Supplied material below:
PR #21, opened 2021-11-16
Add Route to RouteTable using ACK runtime `v0.15.2`

brycahta:
Issue #, if available: https://github.com/aws-controllers-k8s/community/issues/489 

Description of changes:
* Moves `route` from Status to Spec so users can define Routes upon RouteTable creation
* Changes to handle default route created by RouteTable & user-defined routes
* Tests for route


apis/v1alpha1/generator.yaml
```diff
@@ -86,6 +86,16 @@ resources:
       terminal_codes:
         - InvalidVpcID.Malformed
         - InvalidVpcID.NotFound
+        - InvalidParameterValue
+    fields:
+      Routes:
+        custom_field:
+          list_of: Route
```
RedbackThomson, line 93: So clean ❤️

pkg/resource/route_table/hooks.go
```diff
@@ -0,0 +1,354 @@
...
+	svcsdk "github.com/aws/aws-sdk-go/service/ec2"
+)
+
+// RouteAction stores the possible actions that can be performed on
+// any of a Route Table's Routes
+type RouteAction int
+
+const (
+	RouteActionNone RouteAction = iota
+	RouteActionCreate
```
RedbackThomson, line 31: I don't think this is necessary since there is no idea of "updating" a route. This was just an easy enum for the S3 configuration elements, not a critical part of the code path.

pkg/resource/route_table/hooks.go
```diff
@@ -0,0 +1,354 @@
...
+			}
+		}
+	}
+	return action
+}
+
+func compareRoute(
+	a *svcapitypes.Route,
+	b *svcapitypes.Route,
+) *ackcompare.Delta {
```
RedbackThomson, line 114: I think we should generate this method. See the S3 [`sdk_file_end.go.tpl`](https://github.com/aws-controllers-k8s/s3-controller/blob/main/templates/hooks/bucket/sdk_file_end.go.tpl#L103) implementation

pkg/resource/route_table/hooks.go
```diff
@@ -0,0 +1,354 @@
...
+	exit := rlog.Trace("rm.deleteRoute")
+	defer exit(err)
+
+	input := rm.newDeleteRoutePayload(r, c)
+	_, err = rm.sdkapi.DeleteRouteWithContext(ctx, input)
+	rm.metrics.RecordAPICall("DELETE", "DeleteRoute", err)
+	return err
+}
+
+func (rm *resourceManager) newCreateRoutePayload(
```
RedbackThomson, line 255: +1 generate dynamically again

pkg/resource/route_table/hooks.go
```diff
@@ -0,0 +1,354 @@
...
+		input.SetTransitGatewayId(*c.TransitGatewayID)
+	}
+	if c.VPCPeeringConnectionID != nil {
+		input.SetVpcPeeringConnectionId(*c.VPCPeeringConnectionID)
+	}
+
+	return input
+}
+
+func (rm *resourceManager) newDeleteRoutePayload(
```
RedbackThomson, line 303: +1 generate dynamically again

pkg/resource/route_table/sdk.go
```diff
@@ -414,6 +414,17 @@ func (rm *resourceManager) sdkCreate(
 	}
 
 	rm.setStatusDefaults(ko)
+	if rm.requiredFieldsMissingForCreateRoute(&resource{ko}) {
+		return nil, ackerr.NotFound
+	}
+
+	if len(desired.ko.Spec.Routes) > 0 {
+		//desired routes are overwritten by RouteTable's default route
+		ko.Spec.Routes = append(ko.Spec.Routes, desired.ko.Spec.Routes...)
```
RedbackThomson, line 423: This is essentially late initialization?

RedbackThomson (commented):
Awesome use of the custom list fields - glad to see it came in handy. Left some inline comments, especially regarding removing generated code that you would otherwise need to maintain.

pkg/resource/route_table/hooks.go
brycahta: yup will clean this up

pkg/resource/route_table/hooks.go
brycahta: Saw that and had it originally, but have a couple reservations:
* Template file is more difficult to develop and maintain relative to a native go file
* Keeping this code in `hook.go` makes it clearer and more explicit what logic is being injected by service controller teams

With that said, can you help me see what kinda benefit there are to moving this to a `.tpl`?

brycahta:
Taking a look at failing `Subnet` test. Might be related to me adding a public subnet to the SharedVPC

pkg/resource/route_table/sdk.go
brycahta: Correct! Unfortunately, couldn't use Late Init because of some limitations such as:

[Unlike Map, updating individual element of a list is not supported. LateInitializing complete list is supported.](https://github.com/aws-controllers-k8s/code-generator/blob/main/pkg/generate/code/late_initialize.go#L77)

With RouteTable, I only need to late initialize a single element (the default route) not the entire list

pkg/resource/route_table/hooks.go
```diff
@@ -0,0 +1,354 @@
...
+	}
+	if c.NetworkInterfaceID != nil {
+		input.SetNetworkInterfaceId(*c.NetworkInterfaceID)
+	}
+	if c.TransitGatewayID != nil {
+		input.SetTransitGatewayId(*c.TransitGatewayID)
+	}
+	if c.VPCPeeringConnectionID != nil {
+		input.SetVpcPeeringConnectionId(*c.VPCPeeringConnectionID)
+	}
```
jaypipes, line 298: Did you want to override `input.DryRun = false` always?

test/e2e/tests/test_route_table.py
```diff
@@ -54,9 +76,13 @@ def test_create_delete(self, ec2_client):
         resource_name = random_suffix_name("route-table-test", 24)
         test_vpc = get_bootstrap_resources().SharedTestVPC
         vpc_id = test_vpc.vpc_id
+        igw_id = test_vpc.public_subnets.route_table.internet_gateway.internet_gateway_id
+        test_cidr_block = "100.68.0.0/18"
```
bwagner5, line 80: any reason to use this CIDR versus an RFC1918, private CIDR like 10.0.0.0/24

bwagner5 (commented):
nice! A few comments and questions, feel free to take them or leave them

pkg/resource/route_table/hooks.go
```diff
@@ -0,0 +1,354 @@
...
+			if !desiredRoute {
+				if err = rm.deleteRoute(ctx, latest, *l); err != nil {
+					return err
+				}
+			}
+
+		}
+	}
+
+	return nil
```
jaypipes, line 85: I want the desired routes to be an idempotent "replacement" of Routes on a RouteTable. In other words, I want to support an update code path for Routes.

I'd prefer to see this code first **gather** the routes that need to be added and deleted. You can do this like so:

```go
toAdd := []*svcapitypes.Route{}
toDelete := []*svcapitypes.Route{}

for _, desiredRoute := range desired.ko.Spec.Routes {
	if latestRoute := matchingRoute(desiredRoute); latestRoute != nil {
		if routeChanged(desiredRoute, latestRoute) {
			// "update" the route by deleting the old route and adding
			// the new route
			toDelete = append(toUpdate, latestRoute)
			toAdd = append(toAdd, desiredRoute)
		}
	} else {
		// It's a brand new route...
		toAdd = append(toAdd, desiredRoute)
	}
}
for _, latestRoute := range latest.ko.Spec.Routes {
	if desiredRoute := matchingRoute(latestRoute); desiredRoute == nil {
		toDelete = append(toDelete, latestRoute)
	}
}
```

Now, once you've gathered the routes that need to be added and deleted, you can do the following in a controlled manner:

```go
for _, route := range toDelete {
	rlog.Debug("deleting route from route table", ...)
	deleteRoute(ctx, r, route)
}
for _, route := range toAdd {
	rlog.Debug("adding route to route table", ...)
	createRoute(ctx, r, route)
}
```

I'll leave it up to you to implement the `matchingRoute` and `routeChanged` functions referenced above but would like to point out the following quote from the CreateRoute API documentation:

> You must specify one of the following targets: internet gateway or virtual private gateway, NAT instance, NAT gateway, VPC peering connection, network interface, egress-only internet gateway, or transit gateway. 

The above means that you can likely make a number of short-circuits in your `matchingRoute` and `routeChanged` function implementations because you know that, for example, if `CarrierGatewayID` is not nil, you know that you don't need to look for differences in, say, `NatGatewayID` because those fields are mutually exclusive.

pkg/resource/route_table/hooks.go
```diff
@@ -0,0 +1,354 @@
...
+	if ackcompare.HasNilDifference(a.LocalGatewayID, b.LocalGatewayID) {
+		delta.Add("Route.LocalGatewayID", a.LocalGatewayID, b.LocalGatewayID)
+	} else if a.LocalGatewayID != nil && b.LocalGatewayID != nil {
+		if *a.LocalGatewayID != *b.LocalGatewayID {
+			delta.Add("Route.LocalGatewayID", a.LocalGatewayID, b.LocalGatewayID)
+		}
+	}
+	if ackcompare.HasNilDifference(a.NatGatewayID, b.NatGatewayID) {
+		delta.Add("Route.NatGatewayID", a.NatGatewayID, b.NatGatewayID)
+	} else if a.NatGatewayID != nil && b.NatGatewayID != nil {
```
jaypipes, line 181: to fix in a later PR... we should capitalize `NAT` in `NatGatewayID`

test/e2e/tests/test_route_table.py
brycahta: haha using this one because it was the first one I came across in [create-route documentation](https://awscli.amazonaws.com/v2/documentation/api/latest/reference/ec2/create-route.html):

```
--destination-cidr-block (string)

The IPv4 CIDR address block used for the destination match. Routing decisions are based on the most specific match. We modify the specified CIDR block to its canonical form; for example, if you specify 100.68.0.18/18 , we modify it to 100.68.0.0/18 .
```

Would a private CIDR be clearer?

pkg/resource/route_table/hooks.go
```diff
@@ -0,0 +1,354 @@
...
+}
+
+func (rm *resourceManager) syncRoutes(
+	ctx context.Context,
+	desired *resource,
+	latest *resource,
+) (err error) {
+	rlog := ackrtlog.FromContext(ctx)
+	exit := rlog.Trace("rm.syncRoutes")
+	defer exit(err)
```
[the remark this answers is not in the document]
jaypipes: @bwagner5 @brycahta `exit` is a convention used for tracing throughout the runtime. For example:

https://github.com/aws-controllers-k8s/runtime/blob/5afdd00a4bf2587efa53dbf7693f4a550f43fea4/pkg/runtime/reconciler.go#L203

I'd prefer we keep it as-is considering all the other controllers and the runtime use this convention.

pkg/resource/route_table/hooks.go
brycahta: Should be fixed once I auto-generate per ACK-Nick's comment

test/e2e/tests/test_route_table.py
bwagner5: I think so :)

pkg/resource/route_table/hooks.go
brycahta: I'm not sure if I can take advantage of the dynamic generation here. I am populating a `CreateRouteInput` using a `svcapitypes.Route`; however, not all of the fields in Route are valid in `CreateRouteInput`. For example, Route.Origin and Route.State are set server-side(so not part of the create request), but the following invalid lines would generate:

```
if c.Origin != nil {
		input.SetState(*c.Origin)
	}
if c.State != nil {
		input.SetState(*c.State)
	}
```

Although these fields cannot be decided by the user, they are still important to surface in the spec which is why I used a slice of `Route` instead of slice of `CreateRouteInput` (briefly mentioned in https://github.com/aws-controllers-k8s/community/issues/489 when first discussed)

RedbackThomson: > Although these fields cannot be decided by the user, they are still important to surface in the spec

Why is that? It seems that if they cannot be set they should be a status field?

Rather than using `list_of: Route`, I might recommend a `list_of: CreateRouteInput`?

brycahta: > Why is that? It seems that if they cannot be set they should be a status field?

To clarify my wording, I'm of the mind these fields should be surfaced to the user, but my only option is via the Spec. I agree since they cannot be set, then they should be a status field; however, I don't see a clean way to separate these (i.e. some fields in Route Spec set by user and some set by server-side).

I read up on the issue to deal with server-side returned values https://github.com/aws-controllers-k8s/community/issues/812 to see how to handle it in my situation, and the direction here seems to be okay with directly populating desired.Spec with server-returned vals-- please correct me if I'm wrong.

I could use `list_of: CreateRouteInput` , but then `Origin` and `State` won't be exposed to the user. Origin might be less important, but I thinking seeing route's state as active or not is important. The trade off here seems to be have proper CX (Spec fields should be user-editable) vs. expose potentially helpful info about Route.. are you leaning towards the former?

RedbackThomson: > I could use `list_of: CreateRouteInput` , but then `Origin` and `State` won't be exposed to the user. Origin might be less important, but I thinking seeing route's state as active or not is important. The trade off here seems to be have proper CX (Spec fields should be user-editable) vs. expose potentially helpful info about Route.. are you leaning towards the former?

Yeah I understand your concern. Thinking about the longer-term picture, we cannot go through the one way door of adding `State` to the spec if we will never consider it to be editable. I would prefer it is left out altogether than to add possibly misleading fields. It is possible that in the future we can also have `State` information in a relevant part of the status - I'd rather work toward that.

brycahta: I'm not opposed to switching to `list_of: CreateRouteInput` ; however, the underlying issue of _something in the spec that is not editable_ will still be present due to RouteTable's default route:

```
  Spec:
  Routes:
    Destination CIDR Block:  172.31.0.0/16 --> Can maybe change?
    Gateway ID:              local --> CANNOT CHANGE
    Origin:                  CreateRouteTable
    State:                   active
```

When users try to change it, a terminal condition occurs (see newly added smoke test) telling them it's not possible. If we are okay with that CX, then could we do something similar regarding `Origin` and `State` fields for all Routes? Last note, is users also cannot create a new route with Gateway ID: local despite it being a valid value here.. not sure if that's any concern or not.

RedbackThomson: > RouteTable's default route

Yes this is a limitation imposed on us as a late initialized field, but for all the other routes every spec field is configurable. I'm ignoring the default route because it's the outlier and not much we can control with that. Terminal conditions are gross because they're validated at runtime. If we can protect users from editing fields that will have no effect (`State`), or will otherwise definitely cause a terminal condition, then I'll be happy.

templates/hooks/route_table/sdk_file_end.go.tpl
```diff
@@ -0,0 +1,26 @@
+{{ $CRD := .CRD }}
```
brycahta, line 1: `.tpl` only brings suffering. I would rather hard-code the funcs as before & 'watch' aws-sdk-go repo on these shapes for changes daily than maintain this.

pkg/resource/route_table/hooks.go
brycahta: In that case, I think it makes sense to just go with `list_of: CreateRouteInput` for now. I'll get some comments on these latest commits and make the updates after.


Brainstorming ideas for later improvement:
* improve Late Init to handle single element in list and *some* fields in a resource
* resource relationship with Route eventually
* is it possible to use `list_of: CreateRouteInput` in the Spec and keep `list_of:Routes` in the Status (it's already in RouteTable.Status by default) and apply overrides to ignore non-status fields? 
  * One "issue" that comes to mind is there's no Id for a Route, but any other attributes that could be used to identify are editable in Spec (CIDR block, Gateway ID)

templates/hooks/route_table/sdk_file_end.go.tpl
jaypipes: Trust us, you will prefer the generated/template approach over the long term :) Yes, `.tpl` files suck to work with, agreed, but any time you can remove a piece of manually-maintained code is a win in this game.

jaypipes (approved):
All good with me. If @RedbackThomson and @bwagner5 want to send it on its merry way, that would be cool. :)

pkg/resource/route_table/hooks.go
brycahta: https://github.com/aws-controllers-k8s/code-generator/pull/245

templates/hooks/route_table/sdk_file_end.go.tpl
brycahta: Yeah, I can definitely see the benefits and don't mind the `.tpl` in _code-generator_ mostly because all the refs are contained in the file. It's just frustrating to edit this file when you need to constantly refer to the file in _code-generator_ that eventually consumes it to understand context. With that said, @jaypipes @RedbackThomson  any helpful extensions or general feedback that has helped you guys working with templates would be greatly appreciated! I'm using Go Template Support in VSCode right now, but really only helps with syntax highlighting.


A side note: if I move the Create/Delete Payload funcs here (per Nick's comment), there would still need to be something from the model hard-coded in this template (whether it's the op name or index). In which case, an update to the API _could_ still break this even if it was templated. Although it'd be a smaller risk of breakage than hard-coding the funcs as I'm doing now, I think the trade-off (clearer code) is worth it for now. Either way-- probably low risk that this API changes any time soon (unless...?)

pkg/resource/route_table/hooks.go
jaypipes: Hmmm, after looking into this further, I don't actually think Route should be an element of RouteTable.Spec. Instead, I think Route should be a full-fledged CRD itself and the Origin and State fields should go in the Route.Status, with all the other fields going in Route.Spec. In other words, let's treat Route just like any other custom resource.

Sorry I had not realized this before today. :(

jaypipes:
```yaml
resources:
  RouteTable:
    RouteStatuses:
      from:
        operation: DescribeRouteTableOutput.Routes
      is_read_only: true
```

something like the above might work to get a readonly copy of the Route information (including State/Origin) into the RouteTable.Status.RouteStatuses field?

brycahta: Since Routes is already part of RouteTable.Status by default so I think this would just need to be a rename. Let me try that and re-generate

templates/hooks/route_table/sdk_file_end.go.tpl
RedbackThomson: > With that said, @jaypipes @RedbackThomson any helpful extensions or general feedback that has helped you guys working with templates would be greatly appreciated! I'm using Go Template Support in VSCode right now, but really only helps with syntax highlighting.

I found that banging my head against the wall for hours trying to get it working really helped

pkg/resource/route_table/hooks.go
brycahta: Here's what `kubectl describe routetables` looks like with the latest changes:

```
Spec:
  Routes:
    Destination CIDR Block:  172.31.0.0/16
    Gateway ID:              local
    Destination CIDR Block:  100.68.0.0/16
    Gateway ID:              igw-c31af0a4
  Vpc ID:                    vpc-e5867283
Status:
  Ack Resource Metadata:
    Owner Account ID:  515336597380
  Conditions:
  Owner ID:  515336597380
  Route Statuses:
    Destination CIDR Block:  172.31.0.0/16
    Gateway ID:              local
    Origin:                  CreateRouteTable
    State:                   active
    Destination CIDR Block:  100.68.0.0/16
    Gateway ID:              igw-c31af0a4
    Origin:                  CreateRoute
    State:                   active
  Route Table ID:            rtb-0c23ffe9b126e794f
Events:                      <none>
```

generator.yaml
```diff
@@ -86,6 +87,25 @@ resources:
...
+        - InvalidParameterValue
+    fields:
+      RouteStatuses:
+        from:
+          operation: DescribeRouteTables
+          path: RouteTables.Routes
+        is_read_only: true
+      Routes:
+        custom_field:
+          list_of: CreateRouteInput
```
jaypipes, line 99: Don't hesitate to put comments into the generator.yaml file indicating _why_ certain configurations were set on the resource. Remember to inform your future self about decisions made in the past :)

jaypipes (approved):
Looks awesome, thanks @brycahta! @RedbackThomson feel free to send this on its merry way if you agree.

pkg/resource/route_table/hooks.go
```diff
@@ -0,0 +1,228 @@
...
+	c svcapitypes.CreateRouteInput,
+) (err error) {
+	rlog := ackrtlog.FromContext(ctx)
+	exit := rlog.Trace("rm.createRoute")
+	defer exit(err)
+
+	input := rm.newCreateRouteInput(c)
+	// Routes should only be configurable for the
+	// RouteTable in which they are defined
+	input.RouteTableId = r.ko.Status.RouteTableID
```
RedbackThomson, line 156: +1

RedbackThomson (approved):
Awesome. This is in a great spot, now! I really don't see any compromises for users or for yourself as the maintainer.

Ship it!

/lgtm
End of Supplied material.
**Task objective**
Scan the entries above and show each line that contains the word "exit".

**Solution**
+	exit := rlog.Trace("rm.deleteRoute")
+	defer exit(err)
+	exit := rlog.Trace("rm.syncRoutes")
+	defer exit(err)
jaypipes: @bwagner5 @brycahta `exit` is a convention used for tracing throughout the runtime. For example:
+	exit := rlog.Trace("rm.createRoute")
+	defer exit(err)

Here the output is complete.